(Beginning of Source material)

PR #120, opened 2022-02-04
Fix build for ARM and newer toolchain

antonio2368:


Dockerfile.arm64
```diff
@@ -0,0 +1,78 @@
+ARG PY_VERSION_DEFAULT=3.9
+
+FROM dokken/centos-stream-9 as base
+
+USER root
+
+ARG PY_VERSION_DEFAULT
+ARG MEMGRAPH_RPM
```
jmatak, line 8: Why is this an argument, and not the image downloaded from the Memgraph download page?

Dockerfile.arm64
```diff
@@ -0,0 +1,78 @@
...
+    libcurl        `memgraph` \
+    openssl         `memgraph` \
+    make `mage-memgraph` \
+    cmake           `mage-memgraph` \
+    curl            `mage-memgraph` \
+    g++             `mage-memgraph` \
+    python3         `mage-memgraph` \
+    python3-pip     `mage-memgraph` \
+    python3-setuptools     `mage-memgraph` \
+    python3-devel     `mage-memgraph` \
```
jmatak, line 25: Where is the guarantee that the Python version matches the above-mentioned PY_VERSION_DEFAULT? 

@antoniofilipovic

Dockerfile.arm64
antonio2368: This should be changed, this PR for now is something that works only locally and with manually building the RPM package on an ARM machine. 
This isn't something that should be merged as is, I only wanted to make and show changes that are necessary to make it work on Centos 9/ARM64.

(End of Source material)
(Beginning of Source material)

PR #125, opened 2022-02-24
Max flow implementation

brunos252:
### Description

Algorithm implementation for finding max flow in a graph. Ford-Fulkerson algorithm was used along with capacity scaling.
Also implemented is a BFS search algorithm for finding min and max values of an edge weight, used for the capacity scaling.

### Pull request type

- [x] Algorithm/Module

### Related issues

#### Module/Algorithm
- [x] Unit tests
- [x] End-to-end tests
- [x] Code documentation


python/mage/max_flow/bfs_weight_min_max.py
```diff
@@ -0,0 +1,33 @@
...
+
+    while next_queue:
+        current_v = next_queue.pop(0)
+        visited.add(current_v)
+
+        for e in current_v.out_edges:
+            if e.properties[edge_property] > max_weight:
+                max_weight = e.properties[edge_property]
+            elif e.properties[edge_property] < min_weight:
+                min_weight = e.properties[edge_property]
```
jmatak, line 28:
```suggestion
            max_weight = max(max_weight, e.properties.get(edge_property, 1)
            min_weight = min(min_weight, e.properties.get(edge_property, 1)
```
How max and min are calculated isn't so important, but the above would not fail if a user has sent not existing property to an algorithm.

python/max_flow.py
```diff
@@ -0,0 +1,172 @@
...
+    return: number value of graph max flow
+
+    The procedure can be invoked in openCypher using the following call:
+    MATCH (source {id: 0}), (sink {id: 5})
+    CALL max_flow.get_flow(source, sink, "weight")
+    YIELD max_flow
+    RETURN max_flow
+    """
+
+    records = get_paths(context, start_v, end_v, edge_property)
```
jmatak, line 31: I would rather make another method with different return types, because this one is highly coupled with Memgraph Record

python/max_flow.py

(End of Source material)
(Beginning of Source material)

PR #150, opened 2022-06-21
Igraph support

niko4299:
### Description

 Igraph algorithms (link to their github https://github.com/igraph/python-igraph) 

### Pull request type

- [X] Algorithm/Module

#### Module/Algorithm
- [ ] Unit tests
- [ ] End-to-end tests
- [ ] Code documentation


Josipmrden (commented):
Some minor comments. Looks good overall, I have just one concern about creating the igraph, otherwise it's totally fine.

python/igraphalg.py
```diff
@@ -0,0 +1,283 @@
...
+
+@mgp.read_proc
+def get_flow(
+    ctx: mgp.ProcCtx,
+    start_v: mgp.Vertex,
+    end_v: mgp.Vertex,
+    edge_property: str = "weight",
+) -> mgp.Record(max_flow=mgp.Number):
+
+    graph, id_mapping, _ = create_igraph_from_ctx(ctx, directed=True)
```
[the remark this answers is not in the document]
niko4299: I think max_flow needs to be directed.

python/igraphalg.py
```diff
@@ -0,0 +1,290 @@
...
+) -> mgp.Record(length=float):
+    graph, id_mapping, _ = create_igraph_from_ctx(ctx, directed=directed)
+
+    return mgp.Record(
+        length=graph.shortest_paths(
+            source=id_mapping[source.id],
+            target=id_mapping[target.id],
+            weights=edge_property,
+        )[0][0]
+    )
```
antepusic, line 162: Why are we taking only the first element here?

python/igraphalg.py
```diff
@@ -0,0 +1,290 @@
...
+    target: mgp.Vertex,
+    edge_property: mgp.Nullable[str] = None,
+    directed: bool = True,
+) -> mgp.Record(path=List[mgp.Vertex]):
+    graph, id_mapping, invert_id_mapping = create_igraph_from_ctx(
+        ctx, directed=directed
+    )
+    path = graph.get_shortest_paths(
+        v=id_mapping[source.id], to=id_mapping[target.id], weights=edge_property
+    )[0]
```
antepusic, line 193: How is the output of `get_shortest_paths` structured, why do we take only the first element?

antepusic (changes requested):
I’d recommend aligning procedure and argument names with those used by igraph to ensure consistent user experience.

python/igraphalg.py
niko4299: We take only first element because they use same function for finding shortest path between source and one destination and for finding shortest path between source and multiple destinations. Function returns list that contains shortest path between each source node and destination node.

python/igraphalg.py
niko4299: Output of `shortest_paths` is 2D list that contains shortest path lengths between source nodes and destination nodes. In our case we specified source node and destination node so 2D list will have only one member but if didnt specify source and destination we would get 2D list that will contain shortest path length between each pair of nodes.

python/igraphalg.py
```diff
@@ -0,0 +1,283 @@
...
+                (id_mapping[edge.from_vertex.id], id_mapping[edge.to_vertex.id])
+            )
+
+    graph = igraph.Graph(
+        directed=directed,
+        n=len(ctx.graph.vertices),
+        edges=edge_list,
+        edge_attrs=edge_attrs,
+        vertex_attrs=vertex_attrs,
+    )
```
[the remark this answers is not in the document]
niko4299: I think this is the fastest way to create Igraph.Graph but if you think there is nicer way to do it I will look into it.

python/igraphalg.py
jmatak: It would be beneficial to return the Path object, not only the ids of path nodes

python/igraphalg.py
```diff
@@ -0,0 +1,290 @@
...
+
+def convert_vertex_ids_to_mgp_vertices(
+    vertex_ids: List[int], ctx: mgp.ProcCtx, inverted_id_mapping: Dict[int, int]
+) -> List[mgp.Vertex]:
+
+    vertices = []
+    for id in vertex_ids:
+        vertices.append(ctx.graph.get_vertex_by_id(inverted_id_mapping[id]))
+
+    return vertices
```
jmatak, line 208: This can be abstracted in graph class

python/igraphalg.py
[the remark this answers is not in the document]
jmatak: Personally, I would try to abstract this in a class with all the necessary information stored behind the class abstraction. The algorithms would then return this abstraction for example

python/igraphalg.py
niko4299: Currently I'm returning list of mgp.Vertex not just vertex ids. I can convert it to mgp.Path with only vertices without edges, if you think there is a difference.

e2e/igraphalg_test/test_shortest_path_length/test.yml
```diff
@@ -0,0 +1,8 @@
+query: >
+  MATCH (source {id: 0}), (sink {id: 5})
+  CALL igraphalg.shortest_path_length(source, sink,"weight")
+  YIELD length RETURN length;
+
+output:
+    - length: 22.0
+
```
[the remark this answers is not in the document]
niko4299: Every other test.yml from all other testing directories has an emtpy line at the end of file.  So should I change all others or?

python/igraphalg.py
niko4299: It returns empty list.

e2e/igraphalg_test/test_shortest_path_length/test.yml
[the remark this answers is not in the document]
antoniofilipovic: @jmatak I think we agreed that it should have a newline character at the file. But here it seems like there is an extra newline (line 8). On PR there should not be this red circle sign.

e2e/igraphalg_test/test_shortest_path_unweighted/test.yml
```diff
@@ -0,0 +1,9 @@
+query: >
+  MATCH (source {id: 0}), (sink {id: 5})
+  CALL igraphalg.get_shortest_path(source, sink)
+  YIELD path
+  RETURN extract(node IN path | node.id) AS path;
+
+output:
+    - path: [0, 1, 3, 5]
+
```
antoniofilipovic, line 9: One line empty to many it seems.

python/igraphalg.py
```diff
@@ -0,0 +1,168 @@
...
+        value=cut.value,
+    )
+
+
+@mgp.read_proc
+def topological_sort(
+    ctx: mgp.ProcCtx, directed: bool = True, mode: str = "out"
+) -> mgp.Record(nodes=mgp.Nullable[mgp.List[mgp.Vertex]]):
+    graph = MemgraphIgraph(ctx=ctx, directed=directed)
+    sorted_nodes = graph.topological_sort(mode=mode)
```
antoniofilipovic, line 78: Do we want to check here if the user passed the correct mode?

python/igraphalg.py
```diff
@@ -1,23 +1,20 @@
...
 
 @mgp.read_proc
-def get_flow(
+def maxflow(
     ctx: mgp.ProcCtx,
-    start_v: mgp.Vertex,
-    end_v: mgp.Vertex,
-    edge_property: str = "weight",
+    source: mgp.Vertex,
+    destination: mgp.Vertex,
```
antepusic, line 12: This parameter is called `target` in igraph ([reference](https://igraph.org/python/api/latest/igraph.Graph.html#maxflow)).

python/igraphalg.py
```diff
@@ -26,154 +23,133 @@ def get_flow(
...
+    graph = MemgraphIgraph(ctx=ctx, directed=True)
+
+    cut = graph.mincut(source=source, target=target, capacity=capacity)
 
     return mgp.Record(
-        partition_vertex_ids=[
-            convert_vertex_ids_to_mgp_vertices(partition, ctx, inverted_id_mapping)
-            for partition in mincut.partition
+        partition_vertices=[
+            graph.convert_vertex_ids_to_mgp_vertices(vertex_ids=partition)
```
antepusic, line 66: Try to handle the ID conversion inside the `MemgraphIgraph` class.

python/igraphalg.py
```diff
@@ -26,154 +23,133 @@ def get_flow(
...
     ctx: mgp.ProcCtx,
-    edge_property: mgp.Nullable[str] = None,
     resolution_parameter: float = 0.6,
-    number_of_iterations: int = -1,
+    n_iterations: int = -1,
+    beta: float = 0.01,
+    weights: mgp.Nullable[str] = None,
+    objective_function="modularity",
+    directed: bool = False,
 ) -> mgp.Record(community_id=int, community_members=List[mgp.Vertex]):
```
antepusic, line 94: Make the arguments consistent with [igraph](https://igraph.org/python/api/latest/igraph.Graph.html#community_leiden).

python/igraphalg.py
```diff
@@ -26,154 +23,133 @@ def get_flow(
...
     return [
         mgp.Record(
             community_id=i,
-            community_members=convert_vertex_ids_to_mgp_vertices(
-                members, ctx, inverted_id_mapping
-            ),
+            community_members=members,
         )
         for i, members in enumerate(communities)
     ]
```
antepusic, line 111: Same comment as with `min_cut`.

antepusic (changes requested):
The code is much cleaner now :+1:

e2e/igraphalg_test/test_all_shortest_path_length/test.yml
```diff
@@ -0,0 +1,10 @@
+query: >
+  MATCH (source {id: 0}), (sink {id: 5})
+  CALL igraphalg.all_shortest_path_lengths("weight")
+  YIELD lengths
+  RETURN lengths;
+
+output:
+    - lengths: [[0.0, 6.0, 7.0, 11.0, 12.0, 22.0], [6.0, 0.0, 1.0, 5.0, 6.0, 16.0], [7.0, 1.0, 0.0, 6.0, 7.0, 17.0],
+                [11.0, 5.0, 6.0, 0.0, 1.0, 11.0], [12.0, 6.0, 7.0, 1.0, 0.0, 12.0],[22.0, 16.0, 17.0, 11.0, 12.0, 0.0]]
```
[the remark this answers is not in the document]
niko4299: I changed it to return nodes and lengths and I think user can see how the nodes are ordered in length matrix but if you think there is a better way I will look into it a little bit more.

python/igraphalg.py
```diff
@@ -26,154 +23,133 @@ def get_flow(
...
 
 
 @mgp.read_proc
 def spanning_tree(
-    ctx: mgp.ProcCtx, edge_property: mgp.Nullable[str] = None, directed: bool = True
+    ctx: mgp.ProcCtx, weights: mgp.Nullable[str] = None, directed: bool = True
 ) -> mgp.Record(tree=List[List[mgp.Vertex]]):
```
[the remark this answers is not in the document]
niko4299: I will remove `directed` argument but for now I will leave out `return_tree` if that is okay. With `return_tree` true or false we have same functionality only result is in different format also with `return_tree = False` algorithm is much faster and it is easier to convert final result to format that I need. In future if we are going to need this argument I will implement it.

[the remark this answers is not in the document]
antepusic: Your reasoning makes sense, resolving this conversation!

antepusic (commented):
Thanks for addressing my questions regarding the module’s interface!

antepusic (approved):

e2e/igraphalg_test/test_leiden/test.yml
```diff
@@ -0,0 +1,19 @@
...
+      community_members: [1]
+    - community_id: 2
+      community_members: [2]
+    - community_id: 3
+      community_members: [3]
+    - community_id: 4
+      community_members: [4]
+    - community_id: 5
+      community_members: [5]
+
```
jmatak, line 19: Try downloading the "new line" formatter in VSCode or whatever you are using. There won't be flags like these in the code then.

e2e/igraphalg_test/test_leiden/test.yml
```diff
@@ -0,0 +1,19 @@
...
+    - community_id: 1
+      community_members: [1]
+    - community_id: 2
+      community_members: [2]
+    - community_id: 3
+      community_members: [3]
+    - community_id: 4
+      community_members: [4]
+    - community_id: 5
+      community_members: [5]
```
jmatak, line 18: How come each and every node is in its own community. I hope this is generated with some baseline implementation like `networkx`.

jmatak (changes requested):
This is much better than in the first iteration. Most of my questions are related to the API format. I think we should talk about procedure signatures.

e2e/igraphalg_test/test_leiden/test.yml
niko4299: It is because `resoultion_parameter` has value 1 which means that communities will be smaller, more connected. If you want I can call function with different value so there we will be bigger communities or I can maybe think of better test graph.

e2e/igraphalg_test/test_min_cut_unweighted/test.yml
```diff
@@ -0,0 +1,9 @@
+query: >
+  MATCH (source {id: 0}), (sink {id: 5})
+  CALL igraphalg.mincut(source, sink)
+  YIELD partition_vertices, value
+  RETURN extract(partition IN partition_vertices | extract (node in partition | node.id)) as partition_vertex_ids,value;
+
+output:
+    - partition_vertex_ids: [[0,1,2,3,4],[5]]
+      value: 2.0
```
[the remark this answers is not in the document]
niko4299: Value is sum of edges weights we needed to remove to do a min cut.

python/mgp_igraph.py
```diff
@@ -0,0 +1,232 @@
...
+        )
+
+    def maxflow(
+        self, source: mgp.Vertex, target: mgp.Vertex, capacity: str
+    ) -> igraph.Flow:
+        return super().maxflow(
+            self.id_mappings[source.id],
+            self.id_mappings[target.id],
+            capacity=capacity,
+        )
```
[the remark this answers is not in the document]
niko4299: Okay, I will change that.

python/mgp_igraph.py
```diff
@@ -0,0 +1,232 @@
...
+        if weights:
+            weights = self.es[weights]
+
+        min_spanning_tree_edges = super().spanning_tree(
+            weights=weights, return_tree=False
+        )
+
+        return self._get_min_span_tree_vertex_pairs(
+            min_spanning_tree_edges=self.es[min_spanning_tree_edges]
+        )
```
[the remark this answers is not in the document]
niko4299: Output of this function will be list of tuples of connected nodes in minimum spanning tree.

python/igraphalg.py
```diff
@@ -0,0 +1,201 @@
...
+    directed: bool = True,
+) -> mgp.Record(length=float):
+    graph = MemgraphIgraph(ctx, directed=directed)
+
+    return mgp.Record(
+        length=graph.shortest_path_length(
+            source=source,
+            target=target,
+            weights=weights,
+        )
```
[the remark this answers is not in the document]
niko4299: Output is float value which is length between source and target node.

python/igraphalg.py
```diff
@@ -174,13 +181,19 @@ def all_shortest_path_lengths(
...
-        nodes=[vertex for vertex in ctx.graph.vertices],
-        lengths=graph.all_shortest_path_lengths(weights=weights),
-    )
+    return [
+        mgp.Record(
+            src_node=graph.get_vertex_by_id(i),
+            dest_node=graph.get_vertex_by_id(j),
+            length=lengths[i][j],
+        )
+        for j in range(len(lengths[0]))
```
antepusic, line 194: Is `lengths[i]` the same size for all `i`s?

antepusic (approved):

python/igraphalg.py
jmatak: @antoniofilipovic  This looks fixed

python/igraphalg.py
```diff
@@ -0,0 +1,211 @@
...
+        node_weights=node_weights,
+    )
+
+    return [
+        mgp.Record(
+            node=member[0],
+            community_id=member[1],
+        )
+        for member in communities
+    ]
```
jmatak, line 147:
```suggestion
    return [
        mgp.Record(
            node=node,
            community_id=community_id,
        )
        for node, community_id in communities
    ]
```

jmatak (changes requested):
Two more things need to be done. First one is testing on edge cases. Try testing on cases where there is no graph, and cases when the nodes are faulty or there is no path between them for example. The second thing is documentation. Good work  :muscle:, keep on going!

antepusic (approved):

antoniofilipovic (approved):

(End of Source material)

[Instructions to follow]: Nothing but the lines with "using" should be returned, copied from the entries above.

[Answer for the task]:
+    The procedure can be invoked in openCypher using the following call:
jmatak, line 19: Try downloading the "new line" formatter in VSCode or whatever you are using. There won't be flags like these in the code then.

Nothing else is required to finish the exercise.